The book, however, is an easy read and although written for adults, could cross over to mature youth due to a few curse words and sexually suggestive scenes. In it, Cindy, the protagonist, is a widow and mother of two teenage children. The trio, along with Cindy’s aunt afflicted with Alzheimer’s, move into the house knowing its previous tenant had died from “heart failure,” but unaware that the home has a more nefarious past.

Eventually, Cindy, haunted by her nightmares about the home’s victims, uses her skills as a former investigative journalist to sniff out clues in an attempt determine what makes the house tick and why all of the home’s murders remain unsolved. It isn’t long before someone – or something – gets a whiff of what she’s doing and wants to silence Cindy’s family.

Before she knows it, she’s racing against the clock to close the case, but first, she has to figure out who committed the heinous crimes. Was it the cop? The old man who gives the young boys the creeps? Maybe it was the gentleman who just happened to injure his shoulder, possibly prompting a change in murder weapon. Everyone is a suspect, but the devil is in the details. Keeping those straight helps the whodunit unfold before the reader’s eyes.

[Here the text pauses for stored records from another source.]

PR #1027, opened 2025-02-20
feat(agent): Adds label forwarding to log events

mfulb:
This PR adds the ability for labels to be forwarded with any log messages forwarded by the PHP agent.


agent/php_txn.c
```diff
@@ -917,17 +1035,21 @@ nr_status_t nr_php_txn_begin(const char* appnames,
...
+  if (NULL == NRPRG(app)) {
     nrl_debug(NRL_INIT, "unable to begin transaction: app '%.128s' is unknown",
               appnames ? appnames : "");
     return NR_FAILURE;
   }
 
   attribute_config = nr_php_create_attribute_config(TSRMLS_C);
-  NRPRG(txn) = nr_txn_begin(NRPRG(app), &opts, attribute_config);
+  log_forwarding_labels
+      = nr_php_txn_get_log_forwarding_labels(NRPRG(app)->info.labels);
```
zsistla, line 1046: Why not just have this be part of `NRPRG(app)->info`? Why does it need to be passed separately? 

It could just be added as a var here: https://github.com/newrelic/newrelic-php-agent/pull/1027/files#diff-f5f8c5da8db458c336e8505b331bcb42a571175d89cdd0e65fbc39c1121a5960L881

mfulb: I considered that but it would be odd to put it in "appinfo" but send it to the daemon in the "transaction" payload.   Also I believe the information needed to make the filtered log labels list is not available when "appinfo" is initialized.

agent/scripts/newrelic.ini.template
```diff
@@ -1305,6 +1304,29 @@ newrelic.daemon.logfile = "/var/log/newrelic/newrelic-daemon.log"
...
 ;newrelic.application_logging.forwarding.context_data.exclude = ""
 
+; Setting: newrelic.application_logging.forwarding.labels.enabled
+; Type   : boolean
+; Scope  : per-directory
+; Default: false
+; Info   : Toggles whether the agent adds labels as attributes to log records for 
+;          sending to New Relic.  The labels can be defined by the newrelic.labels
+;          configuration value, and filtered using the 
+;          newrelic.application_logging.forwawrding.labels.exclude configuration value.
```
lavarou, line 1314:
```suggestion
; Info   : Toggles whether the agent adds labels as attributes to log records which
;          are sent to New Relic.  The labels can be defined by the newrelic.labels
;          configuration value, and filtered using the
;          newrelic.application_logging.forwarding.labels.exclude configuration value.
```

agent/scripts/newrelic.ini.template
```diff
@@ -1305,6 +1304,29 @@ newrelic.daemon.logfile = "/var/log/newrelic/newrelic-daemon.log"
...
+;
+;newrelic.application_logging.forwarding.labels.enabled = false
+
+; Setting: newrelic.application_logging.forwarding.labels.exclude
+; Type   : string
+; Scope  : per-directory
+; Default: ""
+; Info   : A list of labels to NOT add as attributes to logs which are forwarded
+;          to New Relic.  This list can be separated by commas.
```
lavarou, line 1323: Please update description to state that label matching is case insensitive and multiple list elements *MUST* be separated by commas.

tests/integration/logging/monolog2/test_monolog_labels_forwarding_exclude_05.php
```diff
@@ -0,0 +1,216 @@
...
+]
+*/
+
+
+/*EXPECT_LOG_EVENTS
+[
+    {
+      "common": {
+        "attributes": { }
+      },
```
lavarou, line 87: For other reviewers - sending `"common"` object with empty `"attributes"` is an existing functionality.

axiom/tests/.gitignore
```diff
@@ -95,7 +95,6 @@ test_segment
 test_segment_children
 test_segment_datastore
 test_segment_external
-test_segment_message
```
lavarou, line 98: I think this has been removed by a mistake during rebase.

agent/php_txn.c
zsistla: Why wouldn't the info needed to make the filtered list not be available when appinfo is initialized?
Isn't the info is already available from the INI?


Otherwise, [all of this logic is](https://github.com/newrelic/newrelic-php-agent/pull/1027/files#diff-f5f8c5da8db458c336e8505b331bcb42a571175d89cdd0e65fbc39c1121a5960R566-R649) being done and added to the overhead of the beginning of every txn when it's a known value that won't change and only needs to be done once even if you still send it via the txn payload.

You could compute it once here after the labels are added: https://github.com/newrelic/newrelic-php-agent/pull/1027/files#diff-f5f8c5da8db458c336e8505b331bcb42a571175d89cdd0e65fbc39c1121a5960L881.
Then you could keep your same logic to send it in the txn payload
by just doing 
```
log_forwarding_labels
      = NRPRG(app)->info.log_labels;
```


The above would keep all the sending labels in the txn payload logic, but would save the agent from having to do all the string manipulation and exclude comparisons needed to recompute the log labels (which never change since they are set in the INI) in every txn.

Alternatively, you could also just theoretically send it with the appinfo payload once, then it could be set somewhere on the daemon side where the daemon could consult the appinfo for any log labels before sending a logevent.

lavarou: > Alternatively, you could also just theoretically send it with the appinfo payload once, then it could be set somewhere on the daemon side where the daemon could consult the appinfo for any log labels before sending a logevent.

I also like this idea.

agent/scripts/newrelic.ini.template
zsistla: An example (like [regular labels provides](https://github.com/newrelic/newrelic-php-agent/blob/main/agent/scripts/newrelic.ini.template#L863C18-L863C50)) could also be useful.

zsistla:
Thanks for adding the new tests_monolog_label* tests.
I did a first look through and overall they look good.
A few questions/requests:

1) Could you add additional tests where:
* Labels list is not set, but exclude log labels are
* Log forwarding disabled, but exclude log labels are set (I.e., not default)
* Exclude label list includes a label that matches multiple case sensitive labels; expected behavior is they are all removed.
* Exclude label list has same entry more than once
2) Did you run the new integration/multiverse label tests with valgrind?
3) What is expected behavior if a label has a comma?

agent/php_txn.c
```diff
@@ -666,6 +777,11 @@ static void nr_php_txn_send_metrics_once(nrtxn_t* txn TSRMLS_DC) {
   nrm_force_add(NRTXN(unscoped_metrics), metname, 0);
   nr_free(metname);
 
+  metname = nr_formatf("Supportability/Logging/Labels/PHP/%s",
```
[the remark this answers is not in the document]
mfulb: I will create a PR associated with the next release to add this.  I will also create a ticket as part of the epic to track this.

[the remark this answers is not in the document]
mfulb: Ticket has been added.

axiom/tests/.gitignore
mfulb: Actually I added it because it was missing then changed my mind and added it to this PR instead:
https://github.com/newrelic/newrelic-php-agent/pull/1026

mfulb: I had it in this PR, removed it, put it in https://github.com/newrelic/newrelic-php-agent/pull/1026 and then rebased.  Weird it didn't complain about a conflict - I'll look into it.

agent/php_txn.c
mfulb: It was discussed that the agent does not have a parsed list of labels until `nr_php_txn_begin()` executes at the start of a transaction.  Therefore the list of labels for forwarding with log events is not available until this time.  The current design is based on this limitation.  A future effort will be needed to first move label parsing into MINIT and then the log labels computation could be moved there as well.

agent/scripts/newrelic.ini.template
mfulb: Updated in commit https://github.com/newrelic/newrelic-php-agent/pull/1027/commits/277d03449135311cb9dd9d0661d8eaa0982f69e4.

agent/php_txn.c
```diff
@@ -536,6 +536,117 @@ static nrobj_t* nr_php_txn_get_labels() {
...
+   */
+  log_labels = nro_new(NR_OBJECT_HASH);
+  for (int i = 0; i < nro_getsize(label_keys); i++) {
+    const char* key = nro_get_array_string(label_keys, i + 1, NULL);
+    const char* value = nro_get_hash_string(labels, key, NULL);
+    char* lower_key = nr_string_to_lowercase(key);
+    bool exclude = false;
+    nr_status_t rv;
+
+    exclude = nro_get_hash_boolean(exclude_labels_hash, lower_key, &rv);
```
zsistla, line 625: `exclude` is set as a bool, but `nro_get_hash_boolean` returns an `int`, not a bool.

```
int nro_get_hash_boolean(const nrobj_t* obj,
                         const char* key,
                         nr_status_t* errp)
```
It returns -1 on failure/error cases and 0/1 to indicate a setting of false/true.

Consider saving some steps/checks and removing the need for a rv by setting exclude to be an unsigned int.

It could then be simplified a bit, so that instead of:
```
   bool exclude = false;
    nr_status_t rv;

    exclude = nro_get_hash_boolean(exclude_labels_hash, lower_key, &rv);
if (NR_SUCCESS != rv) {
      exclude = false;
    }
    if (!exclude) {
      nro_set_hash_string(log_labels, key, value);
    } else {
      nrl_verbosedebug(NRL_TXN, "%s: Excluding label %s", __FUNCTION__, key);
    }
```

It could simplified to be:
```
if (nro_get_hash_boolean(exclude_labels_hash, lower_key, NULL) != 1) {
      nro_set_hash_string(log_labels, key, value);
    } else {
      nrl_verbosedebug(NRL_TXN, "%s: Excluding label %s", __FUNCTION__, key);
    }
```

agent/php_txn.c
```diff
@@ -536,6 +536,117 @@ static nrobj_t* nr_php_txn_get_labels() {
...
+    if (NR_SUCCESS != rv) {
+      exclude = false;
+    }
+    if (!exclude) {
+      nro_set_hash_string(log_labels, key, value);
+    } else {
+      nrl_verbosedebug(NRL_TXN, "%s: Excluding label %s", __FUNCTION__, key);
```
zsistla, line 632: Key was not checked for NULL, this could generate a segfault.  Check for NULL earlier, or wrap in NRSAFESTR.

agent/php_txn.c
```diff
@@ -536,6 +536,117 @@ static nrobj_t* nr_php_txn_get_labels() {
...
+  nro_iteratehash(labels, nr_php_txn_collect_label_keys_iter,
+                  (void*)label_keys);
+
+  /* filter by going over the list of label keys, seeing if it exists in the
+   * exclude hash, and if it does skip it otherwise copy key/value for label
+   * to the log labels
+   */
+  log_labels = nro_new(NR_OBJECT_HASH);
+  for (int i = 0; i < nro_getsize(label_keys); i++) {
+    const char* key = nro_get_array_string(label_keys, i + 1, NULL);
```
zsistla, line 619: A NULL check for the key could help skip this round of the loop.

agent/php_txn.c
```diff
@@ -536,6 +536,117 @@ static nrobj_t* nr_php_txn_get_labels() {
...
+    char* lower_key = nr_string_to_lowercase(key);
+    bool exclude = false;
+    nr_status_t rv;
+
+    exclude = nro_get_hash_boolean(exclude_labels_hash, lower_key, &rv);
+    if (NR_SUCCESS != rv) {
+      exclude = false;
+    }
+    if (!exclude) {
+      nro_set_hash_string(log_labels, key, value);
```
zsistla, line 630: Also would be a useless call if passing in a NULL key.

agent/php_txn.c
```diff
@@ -536,6 +536,117 @@ static nrobj_t* nr_php_txn_get_labels() {
...
+    return NULL;
+  }
+
+  /* if logging labels are disabled then nothing to do */
+  if (0 == NRINI(log_forwarding_labels_enabled)) {
+    nrl_verbosedebug(NRL_TXN, "%s: Log forwarding labels disabled",
+                     __FUNCTION__);
+    return NULL;
+  }
+
```
zsistla, line 583: A check if `log_forwarding_labels_exclude` is an empty string (most common case) would allow an early exit from the function.

daemon/internal/newrelic/log_events_test.go
```diff
@@ -0,0 +1,158 @@
...
+	if string(json) != expected {
+		t.Errorf("expected JSON %s, got %s", expected, string(json))
+	}
+}
+
+func TestSetLogForwardingLabels(t *testing.T) {
+	events := NewLogEvents(10)
+	id := AgentRunID(`12345`)
+	log_data := []byte(`{"message":"test log event"}`)
+	label_data := []byte(`[{"label_type":"type1","label_value":"value1"},{"label_type":"type2","label_value":"value2"}]`)
```
zsistla, line 54: Could you please add a test where label name has spaces?

protocol/flatbuffers/protocol.fbs
```diff
@@ -118,7 +118,8 @@ table Transaction {
   sampling_priority:      double;  // added in the 8.2 PHP agent release
   span_events:            [Event];
   log_events:             [Event]; // added in the 10.1 PHP agent release
-  php_packages:           Event;   // added in the ??? PHP agent release
+  php_packages:           Event;   // added in the 10.17 PHP agent release
+  log_forwarding_labels:  Event;   // added in the ??? PHP agent release
```
zsistla, line 122: I think you can go ahead and put 11.7 in there instead of ???

agent/php_txn.c
zsistla: It's still possible to send it with the appinfo payload once, then it could be set somewhere on the daemon side where the daemon could consult the appinfo for any log labels before sending a logevent which seems a more correct way of doing it then sending it with every txn.

Send log labels with info (so only send once when setting up the app).
Parse it here and assign it to a meaningful variable (this could be a standalone variable or a structure if we anticipate wanting to reuse other app info without having to send it in txn).
https://github.com/newrelic/newrelic-php-agent/blob/4bb2f2a74e5c2b1e505bb9a7ccd3ade46eb02b6c/daemon/internal/newrelic/commands.go#L293
Pass it as a variable here to EventHarvestConfig: https://github.com/newrelic/newrelic-php-agent/blob/4bb2f2a74e5c2b1e505bb9a7ccd3ade46eb02b6c/daemon/internal/newrelic/app.go#L225 and set it on EventConfigs
Now, when a harvest is being created for this app here: https://github.com/newrelic/newrelic-php-agent/blob/4bb2f2a74e5c2b1e505bb9a7ccd3ade46eb02b6c/daemon/internal/newrelic/harvest.go#L47
It will have access to the log labels that it can pass to NewLogEvents so can be set on the LogEvents struct: https://github.com/newrelic/newrelic-php-agent/blob/feat/apm_logging_labels/daemon/internal/newrelic/log_events.go#L19
It'll be available to add to all log events at that point.

protocol/flatbuffers/protocol.fbs
mfulb, line 122:
```suggestion
  log_forwarding_labels:  Event;   // added in the 11.7 PHP agent release
```

agent/php_txn.c
```diff
@@ -536,6 +536,117 @@ static nrobj_t* nr_php_txn_get_labels() {
...
+                  (void*)label_keys);
+
+  /* filter by going over the list of label keys, seeing if it exists in the
+   * exclude hash, and if it does skip it otherwise copy key/value for label
+   * to the log labels
+   */
+  log_labels = nro_new(NR_OBJECT_HASH);
+  for (int i = 0; i < nro_getsize(label_keys); i++) {
+    const char* key = nro_get_array_string(label_keys, i + 1, NULL);
+    const char* value = nro_get_hash_string(labels, key, NULL);
```
lavarou, line 620: The value is not needed until it is certain the label has not been filtered out. If it is filtered out, there's no need to retrieve it.

axiom/nr_txn.h
```diff
@@ -389,7 +393,8 @@ void nr_txn_enforce_security_settings(nrtxnopt_t* opts,
  */
 extern nrtxn_t* nr_txn_begin(nrapp_t* app,
                              const nrtxnopt_t* opts,
-                             const nr_attribute_config_t* attribute_config);
+                             const nr_attribute_config_t* attribute_config,
+                             const nrobj_t* log_forwarding_labels);
```
lavarou, line 397: These two arguments are not documented by doc string. I don't know if this is something we care about or not.

lavarou (approved):
Looks good considering all limitations of agent<->daemon/integration_runner design.

daemon/internal/newrelic/log_events_test.go
mfulb: We also have an integration test for this scenario:
tests/integration/logging/monolog2/test_monolog_labels_forwarding_basic_withspaces.php

agent/php_txn.c
mfulb: Due to the current way the integration test runner works I am leaving this implementation as is.

axiom/nr_txn.h
mfulb: Good point - I addressed this omission with https://github.com/newrelic/newrelic-php-agent/pull/1027/commits/7a02270164facfc55fcdff042cd96e8d6bb5e164

agent/php_txn.c
mfulb: I've modified the iter callback to no store a `key` with a value of `NULL` so it should not be possible to  reach this section of code with a `NULL` value.
See https://github.com/newrelic/newrelic-php-agent/pull/1027/commits/c13d6c02f56cab1a6e3c0a011ab2966220771fde

agent/php_txn.c
mfulb: I've added the NRSAFESTR macro just in case although with the change in https://github.com/newrelic/newrelic-php-agent/commit/c13d6c02f56cab1a6e3c0a011ab2966220771fde the value of `key` should not be `NULL` here.
See https://github.com/newrelic/newrelic-php-agent/pull/1027/commits/a238c676c9e40e1361284eec0f890d2b8a6fe0e6

agent/php_txn.c
mfulb: If the exclude rule is empty we need to copy all the labels into the log labels structure so I don't see how we could exit early.

agent/php_txn.c
mfulb: Good observation - I have implemented this in https://github.com/newrelic/newrelic-php-agent/pull/1027/commits/90955f063775140a7d031c1db2a118965d0ddc9b

agent/php_txn.c
mfulb: Thank you - I've made this change in https://github.com/newrelic/newrelic-php-agent/pull/1027/commits/90955f063775140a7d031c1db2a118965d0ddc9b

agent/php_txn.c
mfulb: I've added a `NULL` check also for this loop which should protect against this situation:
https://github.com/newrelic/newrelic-php-agent/pull/1027/commits/90955f063775140a7d031c1db2a118965d0ddc9b

protocol/flatbuffers/protocol.fbs
mfulb: Handled here https://github.com/newrelic/newrelic-php-agent/pull/1027/commits/467c8a2f1bde998311d2633ba374edc5cddf58a8

mfulb:
> Thanks for adding the new tests_monolog_label* tests. I did a first look through and overall they look good. A few questions/requests:
> 
> 1. Could you add additional tests where:
> 
> * Labels list is not set, but exclude log labels are
> * Log forwarding disabled, but exclude log labels are set (I.e., not default)
> * Exclude label list includes a label that matches multiple case sensitive labels; expected behavior is they are all removed.
> * Exclude label list has same entry more than once
> 
> 2. Did you run the new integration/multiverse label tests with valgrind?
> 3. What is expected behavior if a label has a comma? Can you add a test case, so we can document the expected behavior that way?

I think commit https://github.com/newrelic/newrelic-php-agent/pull/1027/commits/65f9ba2949816c25dcda4b78163d2dc4e1ae0b21 will address #1 and #3.

I did run the integration tests (no multiverse tests for log labels (yet)) with valgrind.  A couple of CLM related tests passed valgrind but failed because an additional span ("name": "Custom\/Monolog\\Logger::pushHandler") was detected.  I'm suspecting this is because it ran slower with valgrind than w/o so it was included whereas it is not when valgrind is not used?

agent/php_txn.c
zsistla: Why do we need to copy at that point?
Can't we just return labels?

mfulb: Ok I misunderstood what you mean by "early exit".  Yes it would in theory be possible to reduce the work done in the case of no excludes.

zsistla: Multiple paths to a refactor being considered for future efforts.

zsistla (approved):

lavarou (approved):

zsistla (approved):
Thanks for the work on this!

mfulb:
Multiverse tests are failing because this PR adds a metric and any existing test with an `EXPECT_METRICS` will fail as they will not have this new metric as an expectation.
Running this PR against the corrected multiverse tests PASSED however.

“For me, part of the fun of writing is going through and thinking that would be a good twist and then knowing that I better go back and put a clue in,” says Magill. “You have to be honest with the reader and I make a promise when I put pen to paper that I’m going to give you a crime and I’m going to give you a solution and I’m not going to pull a rabbit out of the hat for the solution. So, the reader says, ‘I didn’t see it coming but gosh if I had paid attention I would have seen it.'”

Magill will be part of a free, three author panel, Sisters in Crime from the Bay Area, hosted by Santa Clara native Abby Normal, on Sunday, Aug. 2 from 2 to 4 p.m. at the Santa Clara Library, 2635 Homestead Road. M.P. Cooley and Dana Fredsti will also be part of the panel. Magill’s “House of Homicide” will be available for a special $15 purchase price at the event.